- [Task item] Answer with one number only, the count of lines in the material below that hold "compare".
== Segment start ==
PR #11, opened 2013-09-12
Adding support for non nested geometries.

eolivi:
retrocompatibility assured for geom files (not for previous matrices).


src/presmooth.cpp
```diff
@@ -37,18 +37,18 @@ The fact that you are presently reading this means that you have had
...
 */
 
-#include "symmatrix.h"
-#include "vector.h"
-#include "mesh3.h"
-#include "sparse_matrix.h"
-#include "fast_sparse_matrix.h"
+#include <symmatrix.h>
+#include <vector.h>
+#include <mesh.h>
```
massich: This broke `presmooth.cpp`. 

`SparseMatrix` in `mesh3.h` had `.gradient(void)` method while there is no similar signature in `mesh.h` braking ` SparseMatrix SmoothMatrix = SourceMesh.gradient();`

PR #63, opened 2014-08-19
Multiple nonconductive

papadop:
First to gather comments.


papadop:
Where are we on this front ? Can we merge ?

dang-kai:
The code and tests are finished. But the analytical solution to compare with is not ready yet. I think we can merge once the analytical solution is added.

agramfort:
what's up with this branch?

dang-kai:
I think we can remove this branch since all the commits have been moved to the "handle zero conductivity" branch and merged.

papadop:
Closed....

PR #72, opened 2015-04-05
Enable NeuroDebian and its -devel for libmatio library

yarikoptic:


agramfort:
thanks @yarikoptic 

I think you should rebase on master and force push on this PR.

we'd get latest cmake.

thanks heaps for helping on this.

PR #73, opened 2015-04-23
Update README.rst

lazyparser:
The users using RedHat/CentOS or related Linux distributions
may encounter a 'shared libraries not found' issue.
This PR provides an one-line solutioln for this issue.


papadop:
Sorry I only see this pull request now. Incorporated. Thank you very much.

PR #84, opened 2016-03-07
Fused super project

papadop:
Basically I fused the Superproject into OpenMEEG proper. This will allow to modify them in sync (in the same branch). To do that, I did (from master) (well not exactly that, but it should be equivalent to) :
git checkout -b FusedSuperProject   
mkdir OpenMEEG
git add OpenMEEG
git mv AUTHORS ChangeLog ci cmake CMakeLists.txt coding_guidelines.txt Copyright.txt CTestConfig.cmake data documentation examples file_header.txt KWStyleFilesToCheck.txt libs LICENSE.txt NEWS OpenMEEGConfig.kws.xml OpenMEEGConfigure.h.in packaging README.rst tests tools win32addons Wrapping .travis.yml OpenMEEG
git commit -m "Moved files to OpenMEEG subdir." -a
git remote -f add superproject git@github.com:openmeeg/super-project.git
git merge superproject/master
A simple edition (cmake/externals/projects_modules/)

Of course, once this is pulled the super-project.git has to be closed/removed or at leat for now emptied with a README referring to this repo....


agramfort:
@papadop git history is a mess. There are 905 files changed and the diff is not readable on github. How can I review this?

papadop:
I described almost exactly what I did. The only thing that was not in the super-project is the last commit "Modify the external project so that it does not download OpenMEEG any…". If you now a better way to do the merge without loosing the history, tell me. Otherwise, I do not see any other way.... Functionally, all other commits were already there in the super-project, so no need to review them. The main thing is: do we agree that such a merge is useful or not. I believe it isor otherwise foreach branch of OpenMEEG, we eventually need to have a branch for the superproject, which is a pain. There might be some further  cleanups that can be done (sharing the version number, remove somw redundant stuff in cmake subdirectories, ...) but this can wait. After all there is still some code in camek to extract the version number from svn !!! (seen that the other day, need to remove/adapt, knowing that give does not have global rev numbers).

agramfort:
I am relunctant to do this as it will further increase the difficulty of
packaging this code on linux distributions. Besides all the super project
is motivated by the matio support (hdf5, etc...)
which is fragile and I feel is an overkill for storing a single matrix per
file. It's a lot
of complexity and maintainance burden for almost no practical benefit. If
you're asking
what I suggest, well the Numpy file format (.npy) has become a standard and
it's really
simple and well documented.

http://docs.scipy.org/doc/numpy-dev/neps/npy-format.html

people have wrote matlab code to read such files:

https://github.com/kwikteam/npy-matlab

there is a super light c++ lib with CMake support too:

https://github.com/rogersce/cnpy

my 2c

papadop:
Alexandre Gramfort wrote:
> I am reluctant to do this as it will further increase the difficulty of
> packaging this code on linux distributions.

No this is not true. OpenMEEG proper remains a subproject which can be build separately. It is only the git repo that are merged. But I agree that the documentation must be clear that there are two ways to build OpenMEEG (one from the superproject, and another one at the OpenMEGG level. I must admit that the layout I proposed might have the problem that people not reading any README will start from the toplevel so with the superproject.... This can maybe be corrected, but actually I do not know exactly what I want in this respect...

> Besides all the super project
> is motivated by the matio support (hdf5, etc...)
> which is fragile and I feel is an overkill for storing a single matrix per
> file. 

Not exactly.... The superproject came from the idea (and you proposed it) to help users to built OpenMEEG even when they do not have the possibility of installing things on their machines. The main reason of the superproject is lapack not mation (and actually we can still build without matio with the TrivialBinIO). So the need of the superproject remains even if we decided to ditch matio.

> It's a lot
> of complexity and maintainance burden for almost no practical benefit. If
> you're asking
> what I suggest, well the Numpy file format (.npy) has become a standard and
> it's really
> simple and well documented.

Well it has saved us in a few circumstances (bigger than 4Gb files, numerous bugs with TrivialBinIO). And provides better timings with big files (loading huge files takes more time than decompressing them).

The numpy format could have been a nice alternative, but as far as I can tell there is no symmetric or sparse matrix support (at least not in cnpy). Moreover, it loads the data as char* which will also will create some problems (dealing with endianness, dealing with files generated by numpy in some weird cases (float32 or sparse matrices which are handled by dumping a pickle file as far as I understood).

I'm not against adding support for the numpy format, I even can help. But for the time being, this will be along matio not in replacement of matio. At the very least until some point where we are confident enough about the implementation. But even in the case we totally remove matio, the superproject will be necessary for lapack, for cnpy and zlib at least (and I'm inclined to add another library to this list soon, but more of that later after doing some tests).

So really, the purpose of the superproject is totally un-related to matio, so let's do not mix things....

That being said, I'll retire the current merge request as it will make the merging of Kai's work (or any other people with sizeable branches, but I do not think there are other and all the usual suspects will probably read this message) more complicated.

So my intent is first to merge Kai's work and then proceed with the merge of the superproject and OpenMEEG proper. I'm open to discussions on the tree layout after the merge (we can put the superproject in a subdir of OpenMEEG or keep the hierarchy I used or use sthg else) or in ways of doing it better than I did in the proposal.

PR #85, opened 2016-03-10
C++11 and numpy 1.7 API

papadop:
2 commits in a same pull request.
The first make us require a C++-11 compiler. This homogeneize the code between unix/Mac and Visual C++ (which is by default since VS 12). C++-11 support is available (but with a flag) in clang and g++ since version 4.8. Note that we use nothing particular to C++-11, but there are some library incompatibilities in the conversions of file streams and results of read on streams to bool (now the cast has to be made explicitely).
The second change removes some warnings coming from openmeeg python support. I activated the numpy strict API which is available since numpy 1.7 (currently at 1.10) and modified the code appropriately (mainly use some macros to access fields of the numpy structure + some small name changes).

### DIFF
--- a/Wrapping/src/numpy.i
+++ b/Wrapping/src/numpy.i
@@ -7,319 +7,573 @@
 #endif
 #include "stdio.h"
 #include <numpy/arrayobject.h>
+%}
+
+/**********************************************************************/
+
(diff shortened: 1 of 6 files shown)


agramfort:
LGTM merging. thanks

PR #86, opened 2016-03-10
Zero cond branch

papadop:
This is a merge of Kai zero conductivity handling.... Regression tests have been added (correctness tests are still needed ;-) ).

I do not know why commits by other people than Kai and Maureen appear in the commits, but those are already on the master and since github claims that it can do the merge automatically, I guess this is OK.


agramfort:
see #88

I basically cleanup the history so we have a single clean commit on top of master.

I'll let you merge if you're happy. Then close this PR

PR #89, opened 2016-03-11
Bug fix for sensors with a radius

dang-kai:
The nearest triangle is put into the list twice when searching triangles for sensors with a radius, which makes the total electrode area incorrect.


agramfort:
LGTM

PR #109, opened 2016-05-10
Correct copy of array.

papadop:
Correct the python regression.


agramfort:
thx @papadop 

is it possible to add a test as python code for this?

papadop:
Not sure to understand. If you mean the bug correction, it is already covered by the python test. If it is the other bug mentioned with temps, I can easily make a test, but for the time being it will fail.

agramfort:
I thought what you wrote with the getcol copy/ref count was a simple unit test but maybe it's already there. If so +1 for merge.

thx @papadop

PR #111, opened 2016-05-15
FIX clang warnings

agramfort:


OpenMEEG/libs/OpenMEEG/src/assembleSourceMat.cpp
```diff
@@ -118,27 +118,26 @@ namespace OpenMEEG {
                 domain = geo.domain(domain_name);
             }
             const double sigma = domain.sigma();
-	    //only consider dipoles in non-zero conductivity domain
-	    if(!sigma==0)
```
agramfort: clang was complaining about this

OpenMEEG/libs/OpenMEEG/src/geometry.cpp
```diff
@@ -186,9 +186,10 @@ namespace OpenMEEG {
                         nb_current_barrier_triangles()+=mit->nb_triangles();
                         for (Mesh::iterator tit=mit->begin(); tit!=mit->end(); ++tit)
                             tit->index() = index++;
-                    }else
+                    } else {
```
agramfort: clang was complaining about potential dangling else

agramfort:
@papadop merge if you're happy

OpenMEEG/libs/OpenMEEG/src/assembleSourceMat.cpp
papadop: This cannot be the proper fix.... if (sigma!=0.0) ???
I do not know the clang warning, but this seems rather valid code (even if not the most readable). I Can see two possible complaints : The ! == or the fact that 0 is an integer constant and not a double one. The above proposal fixes both.... I have no access to your branch, otherwise I would have done the change myself.

agramfort: sorry what do you suggest as fix?

papadop: if (sigma!=0.0) ... Ah, OK ,  the hunk was splitted at the wrong place, this is in essence what you did....

PR #302, opened 2018-04-20
Remove VTK, since it's broken in BREW

massich:


agramfort:
@massich this will break. See my PR. vtk is installed with brew even if USE_VTK is not ON.

why not merging my PR?

massich:
in #301 there's all this thing about uninstall, etc.. I just did this one to have it in a cleaner manner.

You either merge this one or the other one, addressing the comments.

PR #306, opened 2018-06-06
[MRG] Report elapsed time based on wall-time

### LINKED ISSUE #294: Elapsed time does not correspond to the real time
See this log
```sh
~/code/random-thoughts/openmeeg_sample_data master* ⇡ 53s
❯ export OMP_NUM_THREADS=4                                

~/code/random-thoughts/openmeeg_sample_data master* ⇡
❯ time om_assemble -HM ${GEOMETRY} ${CONDUCTIVITIES} ${HM}
om_assemble version 2.4.0 compiled at Apr  4 2018 16:19:08 using OpenMP with 4 threads.


| ------ om_assemble
| -HM
| data/model/head_model.geom
| data/model/head_model.cond
| tmp24/tmp.hm
| -----------------------
This geometry is a NESTED geometry.
Info:: Mesh name/ID : Skull
		# vertices  : 842
		# triangles : 1680
		Euler characteristic : 2
		Min Area : 1.12847
		Max Area : 101.934
Info:: Mesh name/ID : Cortex
		# vertices  : 785
		# triangles : 1566
		Euler characteristic : 2
		Min Area : 5.45207
		Max Area : 88.4818
Info:: Mesh name/ID : Head
		# vertices  : 870
		# triangles : 1736
		Euler characteristic : 2
		Min Area : 3.09891
		Max Area : 206.874
Info:: Domain name : Scalp
		Conductivity : 1
		Composed by interfaces : +Skull -Head 
		Interface "Skull"= { mesh "Skull" }
		Interface "Head"= { mesh "Head"(outermost) }
Info:: Domain name : Brain
		Conductivity : 1
		Composed by interfaces : -Cortex 
		Interface "Cortex"= { mesh "Cortex" }
Info:: Domain name : Air
		Conductivity : 0
		Composed by interfaces : +Head 
		Considered as the outermost domain.
		Interface "Head"= { mesh "Head"(outermost) }
Info:: Domain name : Skull
		Conductivity : 0.03
		Composed by interfaces : +Cortex -Skull 
		Interface "Cortex"= { mesh "Cortex" }
		Interface "Skull"= { mesh "Skull" }
OPERATOR S ... (arg : mesh Skull , mesh Skull )
[********************]
OPERATOR D ... (arg : mesh Skull , mesh Skull )
[********************]OPERATOR N ... (arg : mesh Skull , mesh Skull )
[********************]
OPERATOR S ... (arg : mesh Cortex , mesh Skull )
[********************]
OPERATOR D ... (arg : mesh Cortex , mesh Skull )
[********************]OPERATOR D*... (arg : mesh Cortex , mesh Skull )
[********************]OPERATOR N ... (arg : mesh Cortex , mesh Skull )
[********************]
OPERATOR S ... (arg : mesh Cortex , mesh Cortex )
[********************]
[********************]OPERATOR N ... (arg : mesh Cortex , mesh Cortex )
[********************]
OPERATOR D*... (arg : mesh Head , mesh Skull )
[********************]OPERATOR N ... (arg : mesh Head , mesh Skull )
[********************]
[********************]
OPERATOR N ... (arg : mesh Head , mesh Head )
[********************]
[********************]
-------------------------------------------
| Elapsed Time: 92.6007 s.
-------------------------------------------
om_assemble -HM ${GEOMETRY} ${CONDUCTIVITIES} ${HM}  92.31s user 0.30s system 343% cpu 26.967 total
```

massich:
fixes #294


massich:
Now, elapsed time is Wall-time. See this trace:

```sh
~/code/random-thoughts/openmeeg_sample_data master* ⇡ 11s
❯ time om_assemble -HM ${GEOMETRY} ${CONDUCTIVITIES} ${HM}
om_assemble version 2.4.0 compiled at Jun  6 2018 11:49:39 using OpenMP
 Executing using 4 threads.


| ------ om_assemble
| -HM
| data/model/head_model.geom
| data/model/head_model.cond
| tmp/tmp.hm
| -----------------------
This geometry is a NESTED geometry.
Info:: Mesh name/ID : Skull
		# vertices  : 842
		# triangles : 1680
		Euler characteristic : 2
		Min Area : 1.12847
		Max Area : 101.934
Info:: Mesh name/ID : Cortex
		# vertices  : 785
		# triangles : 1566
		Euler characteristic : 2
		Min Area : 5.45207
		Max Area : 88.4818
Info:: Mesh name/ID : Head
		# vertices  : 870
		# triangles : 1736
		Euler characteristic : 2
		Min Area : 3.09891
		Max Area : 206.874
Info:: Domain name : Scalp
		Conductivity : 1
		Composed by interfaces : +Skull -Head 
		Interface "Skull"= { mesh "Skull" }
		Interface "Head"= { mesh "Head"(outermost) }
Info:: Domain name : Brain
		Conductivity : 1
		Composed by interfaces : -Cortex 
		Interface "Cortex"= { mesh "Cortex" }
Info:: Domain name : Air
		Conductivity : 0
		Composed by interfaces : +Head 
		Considered as the outermost domain.
		Interface "Head"= { mesh "Head"(outermost) }
Info:: Domain name : Skull
		Conductivity : 0.03
		Composed by interfaces : +Cortex -Skull 
		Interface "Cortex"= { mesh "Cortex" }
		Interface "Skull"= { mesh "Skull" }
OPERATOR S ... (arg : mesh Skull , mesh Skull )
[********************]
OPERATOR D ... (arg : mesh Skull , mesh Skull )
[********************]OPERATOR N ... (arg : mesh Skull , mesh Skull )
[********************]
OPERATOR S ... (arg : mesh Cortex , mesh Skull )
[********************]
OPERATOR D ... (arg : mesh Cortex , mesh Skull )
[********************]OPERATOR D*... (arg : mesh Cortex , mesh Skull )
[********************]OPERATOR N ... (arg : mesh Cortex , mesh Skull )
[********************]
OPERATOR S ... (arg : mesh Cortex , mesh Cortex )
[********************]
[********************]OPERATOR N ... (arg : mesh Cortex , mesh Cortex )
[********************]
OPERATOR D*... (arg : mesh Head , mesh Skull )
[********************]OPERATOR N ... (arg : mesh Head , mesh Skull )
[********************]
[********************]
OPERATOR N ... (arg : mesh Head , mesh Head )
[********************]
[********************]
-------------------------------------------
| Elapsed Time: 149.824 s.
-------------------------------------------
om_assemble -HM ${GEOMETRY} ${CONDUCTIVITIES} ${HM}  529.44s user 0.70s system 353% cpu 2:29.88 total
```

Now, the elapsed time reported by om_assemble and *nix time differ. 149 != 529.

agramfort:
LGTM. Can you see if we can remove old cpuChrono now?

massich:
@agramfort yes, that was missing.

`void dispEllapsed(const std::chrono::duration<double> elapsed_seconds)` is replicated code and it should be refactor. I think we should do that in a differnt PR and refactor the entire text-based interface at once.

apps/forward.cpp
```diff
@@ -102,3 +103,9 @@ void getHelp(char** argv)
 
     exit(0);
 }
+
+void dispEllapsed(const std::chrono::duration<double> elapsed_seconds){
+  std::cout <<  "-------------------------------------------" << std::endl;
+  std::cout <<  "| Elapsed Time: " << elapsed_seconds.count() << " s." << std::endl;
+  std::cout <<  "-------------------------------------------" << std::endl;
+}
```
agramfort: can you move this function in om_utils.h to avoid the code dupe?

massich: That's one option, its only half of the apps in this PR use `om_utils.h`. +1 to refactor the whole ncourses and unify all the apps. It's just that I'm not sure if it should be done here.

massich: And if we do it. Instead of `dispEllapsed`, we should provide iostring operator. So that we can write `std::cout << end_time-start_time;` (I think)

massich:
On the other side, I'm not sure if we should remove directly `cpuChrono.h` or to have a deprecation cycle. The right thing is the depreciation. But I'm not sure is worth it.

agramfort:
>
> On the other side, I'm not sure if we should remove directly cpuChrono.h
> or to have a deprecation cycle. The right thing is the depreciation. But
> I'm not sure is worth it.
>

don't bother about deprecating. OpenMEEG is so far not used as a library.

massich:
[Modify elapse time to be real time](https://trello.com/c/G721ML4b/115-modify-elapse-time-to-be-real-time)

agramfort:
LGTM !

+1 for MRG when green.

papadop:
OK for me (I'll push the merge button). But please in general avoid the #include "" form. Prefer the <> form. Anyhow, these lines will be removed sooner or later, so I do not bother much here. And for the record I agree about having the iostream version....

agramfort:
the logic we (will) follow is:

use "" for local includes
use <> for include from a used library.

it seems a standard in the C++ world these days.

agramfort:
also @papadop please wait for CIs to go green before merging. It's still running on Mac:

https://travis-ci.org/openmeeg/openmeeg_packages/jobs/388761646

papadop:
Thank you for the C course ;-) (It is actually an old K&R rule, which is kept in C++ for backward compatibility, I have the original book -- even before C89 -- K&R if you want).
The thing is that most of the time the distinction is subtle and strongly depends on whether the file will be installed or not.
And in my experience, most of the time it ends being wrong at one or another time (because the file is moved, because we change our minds and it is installed, ...).
Using <> work as well and has the small cost of adding the current directory in cmake (which we do), is visually more consistent, and less error prone in the end....

papadop:
Strange in my interface it was saying "all green"... The two builds (which I interpreted as travis and appveyor) where shown as successful....

agramfort:
:)

I would say let's stick to a rule we can agree on. We all know that rules
are generally imperfect

I see:

"" for local includes ?

"" for headers that not installed?

papadop:
Another note is that there seems to be some work ahead to migrate some github service:


Compare: https://github.com/openmeeg/openmeeg/compare/3a77237ca532...a6373838aef7
      **NOTE:** This service been marked for deprecation: https://developer.github.com/changes/2018-04-25-github-services-deprecation/

      Functionality will be removed from GitHub.com on January 31st, 2019.

agramfort:
disseminating good practices and standards?

massich:
Could we revert and Squash-Merge the PR? It keeps the history much cleaner. 


Regarding <> / "" / installing, etc.. There's no such thing as: 
> (because the file is moved, because we change our minds and it is installed, ...)

They should always be associated with tests, so that they can not be changed without modifying the tests. 

So at some point, we should agree on those things make it strict and allow a bot to keep track for ourselfs.

I settit up with "" 'cos this file should defenitely go away.

papadop:
It is because the file will go away that I pushed the merge button, otherwise I would have been more intolerant  ;-)
Why asking people to change things in three places (CMake, test and code) when we can avoid it and focus on making a change in one single place ??
That's not good practise, that's putting annoying rules... just to use a poorly designed old C rule (I can show you threads and threads about people misunderstanding the feature). And that with no real advantage (in the old C days I think it was mainly made to somewhat speed-up compilation and maybe give some control to mask a system include by a local one, honestly I do not see what this brings us).

The only use I'd agree to would be the one you used "We want to remove this file"... But a comment would be much clearer...

agramfort:
I am not dogmatic but if we could have a page that list the guidelines we
follow
in this project it would be great.

You know that I asked already many times that we use a linter.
== Segment end ==
- [Answer box] 2